Дверь открылась, с улицы дохнуло прохладой, и никто бы не заметил очередного посетителя, если б не его потёртые гусли на видавших виды ремешках. Музыкант молча прошествовал к углу со скамьёй, сел и без прелюдий начал играть. Он был укутан в зеленоватый плащ и даже не снял капюшона, таился от кого-то, как и я сам, но все лица мигом повернулись к нему, затихли полупьяные разговоры о крестьянской суете, не стучали ложки по тарелкам, и даже прихлюпывания, с которыми посетители трактира втягивали в себя пенное, стали звучать гораздо реже.

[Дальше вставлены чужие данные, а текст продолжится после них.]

PR #1766, opened 2024-11-07
Update cample to v3.2.1-beta.1

antonmak1:
Okay. I'll do what I can. Namely, just refine the code to an ideal state. For myself, I've already solved the problem. In general, in fact, a benchmark is a mathematical problem that many people solve differently. @krausest No matter what anyone says, you've created a really useful repository that solves one of the main problems today - speed. In fact, this has long been solved in mathematics, it just needed to be depicted in code, so people began to practice in variations of the solution. Today, it is already obvious that the problem has been solved. Even 2-4 years ago, or maybe earlier @ts-thomas @xania @Freak613 @hman61 @alexcrichton, or someone else had already solved this problem. I'm not the first, I'm not the last, or you're not the only one who has had to do it, call it what you want. I hope the main point is that the ideal algorithm should be the standard in modern frameworks, so that they all work perfectly fast by default. I just realized this, but it's just super obvious. It makes no difference at all how to implement it when the backbone is already created. Obviously, many frameworks can already use the ideal algorithm, it just takes time.

### DIFF
--- a/frameworks/keyed/cample/package-lock.json
+++ b/frameworks/keyed/cample/package-lock.json
@@ -1,15 +1,15 @@
 {
   "name": "js-framework-benchmark-cample",
-  "version": "3.2.1-beta.0",
+  "version": "3.2.1-beta.1",
   "lockfileVersion": 3,
   "requires": true,
   "packages": {
     "": {
       "name": "js-framework-benchmark-cample",
-      "version": "3.2.1-beta.0",
+      "version": "3.2.1-beta.1",
       "license": "MIT",
       "dependencies": {
-        "cample": "3.2.1-beta.0"
+        "cample": "3.2.1-beta.1"
       },
       "devDependencies": {
         "@babel/core": "7.23.9",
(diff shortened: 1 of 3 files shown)


antonmak1:
I wrote an [article](https://dev.to/antonmak1/js-framework-benchmark-variations-of-the-ideal-solution-to-the-mathematical-problem-of-speed-or-why-it-is-standard-2j3d) about speed because it's important.

krausest:

krausest:
I'm afraid it's a bit slower than the old version. 0.4 is a bit larger than the usual noise (something like 0.1 up to 0.2). Any idea whether it's actually slower or do you think it's due to noise?

antonmak1:
@krausest Yes, it's a normal noise. It's happened several times already. It's obvious just by "clear rows", it can't be 14.7, because I didn't change anything there. There's nothing to worry about, just a normal startup alone

antonmak1:
@krausest Happy New Year!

Что может сыграть человек с инструментом, забредший в трактир? Вариантов немного. Что-то разухабистое, весёлое, всем знакомое вроде «Курочки пестропёрой», а может, и наоборот, нагоняющее тоску, слезливое и тяжёлое, как «Ой, далёк мой дом»… Но я ошибся. Человек занёс руку, будто размышляя, выбирая мелодию из своих кладовых, а потом опустил пальцы на струны, и музыка ворвалась в трактир, но не весёлая и не тоскливая, а какая-то другая, не наша, не знакомая. Может, он научился этой мелодии в Царстве: там любили всё слаженное и чёткое, скучное по сути, лишённое души и света, зато построенное по каким-то законам, выдуманным учёными мужами.